▶ _Exercise details_:
Output the line containing "fix: mis-placed 3070 Vision OC" and all subsequent lines of the listing below, copied exactly, with no other lines.

▶ _Records supplied_:
PR #1870, opened 2021-02-03
fix: mis-placed 3070 Vision OC

aguilaair:
### Description

Right now there is a 3070 which is being registered as a 3080 eagle OC, this fixes the series and the model of the graphics card on the wipoid store

image


aguilaair:
@wofnull fixed some other stuff on https://github.com/jef/streetmerchant/pull/1879, so I'm going to close this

▶ _Written answer_:
fix: mis-placed 3070 Vision OC

aguilaair:
### Description

Right now there is a 3070 which is being registered as a 3080 eagle OC, this fixes the series and the model of the graphics card on the wipoid store

image


aguilaair:
@wofnull fixed some other stuff on https://github.com/jef/streetmerchant/pull/1879, so I'm going to close this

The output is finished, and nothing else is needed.